The UN Secretary-General called on humanity to prepare for the next pandemic as the world continues to grapple with the coronaviru crisis

Humanity must prepare for the next pandemic

ONU Mujeres/Pathumporn Thongking - COVID-19 frontline workers wear personal protective equipment at a hospital in Thailand

"COVID-19 will not be the last pandemic humanity will have to face. Infectious diseases remain a danger that stalks every country," said António Guterres in his message for the International Day of Epidemic Preparedness.

"Any outbreak, wherever it emerges, can turn into a pandemic," added the UN leader who called for "increased investment to improve surveillance, early detection and rapid response plans for all countries, especially the most vulnerable."

In addition, Guterres called for "strengthening local primary health care systems to prevent them from collapsing", ensuring that all people have access to vaccines "on equitable terms" and achieving universal health coverage.

"Above all, we must foster global solidarity so that all countries are in a position to stop the spread of infectious diseases as soon as they detect an outbreak," Guterres said.

COVID-19 continues to cause some 50,000 deaths a week, two years into the pandemic.
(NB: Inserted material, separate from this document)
PR #599, opened 2023-11-09
(cddl): remove brackets from range

christian-bromann:
I can't really read of the CDDL spec whether or not extra brackets around type primitives, e.g. ranges, can be ignored or not but if we assume not, an opening bracket (especially as part of a key assignment) creates a group that has to consist of a key value pair and can't be a single type.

By the end of December, it had caused more than 276 million infections and 5.3 million deaths.

A treaty against pandemics

To prevent such situations from recurring, the international community agreed in early December that there will be a treaty against future pandemics.

The World Health Assembly unanimously decided to launch a process to draft and negotiate a convention, agreement or other instrument to strengthen pandemic prevention, preparedness and response. The draft will begin negotiation in 2022 and is expected to be adopted in 2024.
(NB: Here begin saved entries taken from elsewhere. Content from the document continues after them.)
PR #600, opened 2023-11-09
(cddl): merging groups

christian-bromann:
In 2.1 of the [cddl spec](https://datatracker.ietf.org/doc/rfc8610/) it is defined how groups can be merged together:

> Groups can be used to factor out common parts of structs, e.g.,
   instead of writing specifications in copy/paste style, such as in
   Figure 5, one can factor out the common subgroup, choose a name for
   it, and write only the specific parts into the individual maps
   (Figure 6).

While the `.and` type describes the same:

>    A ".and" control on a type indicates that the data item matches both
   the left-hand-side type and the type given as the right-hand side.
   (Formally, the resulting type is the intersection of the two types
   given.)

      "type1 .and type2"

I don't think it can be used in the context when a group is assigned to a variable especially as we can just use the format described in 2.1.

***
<a href="https://pr-preview.s3.amazonaws.com/w3c/webdriver-bidi/pull/600.html" title="Last updated on Nov 9, 2023, 7:29 PM UTC (2785795)">Preview</a> | <a href="https://pr-preview.s3.amazonaws.com/w3c/webdriver-bidi/600/d327638...2785795.html" title="Last updated on Nov 9, 2023, 7:29 PM UTC (2785795)">Diff</a>

### DIFF
--- a/index.bs
+++ b/index.bs
@@ -7313,14 +7313,16 @@ script.FunctionRemoteValue = {
 }
 
 script.RegExpRemoteValue = {
+  script.RegExpLocalValue,
   ? handle: script.Handle,
   ? internalId: script.InternalId,
-} .and script.RegExpLocalValue
+}
 
 script.DateRemoteValue = {
+  script.DateLocalValue,
   ? handle: script.Handle,
   ? internalId: script.InternalId,
-} .and script.DateLocalValue
+}
 
 script.MapRemoteValue = {
   type: "map",


OrKoN:
@jrandolf PTAL

jrandolf (changes requested):
This is incorrect. See https://github.com/w3c/webdriver-bidi/pull/461

jrandolf:
To be more specific, `script.RegExpLocalValue` (and similarly the other) is a map therefore it define _types_, not groups, so what you wrote is a keyless value in a map (which is valid syntax, but does not spread.

The easiest way to think the difference between groups and types is the behavior in an array.

Example 1:

```
b = text
a = [b]
```

Means array with a single string.

Example 2:

```
b = (text, text)
a = [b]
```

Means array with two strings.

Example 3:

```
b = [text, text]
a = [b]
```

Means array with a single array with two strings.

Note for arrays, the following are equivalent:

```
a = [(foo: text, bar: text)]
a = [(text, text)]
a = [text, text]
```

For maps, the following is _syntactically_ allowed, but is considered illegal in CDDL:

```
a = {(text, text)}
```

which means a map with two entries (but the key is not defined, so it doesn't make sense which is why it's illegal.)

jrandolf:
Closing this as it's incorrect.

"The process may seem long, and it is, but we should not be naïve in thinking that reaching a global agreement on pandemics will be easy," said World Health Organisation (WHO) director-general Dr Tedros Adhanom Gebreysus, recalling that the Framework Convention on Tobacco Control took a decade to enter into force. "Of course, we hope that this process will not take that long," he said.

Tedros also said governments must face "the inescapable truth" that global health security cannot be strengthened without strengthening the WHO.

A group of member states has been developing recommendations to make WHO funding more flexible and predictable. Proposals such as a gradual change in assessed contributions, which are calculated on the basis of each country's GDP, were discussed. States agreed that more time was needed to reach consensus and their draft report will be presented to the WHO Executive Board in January 2022.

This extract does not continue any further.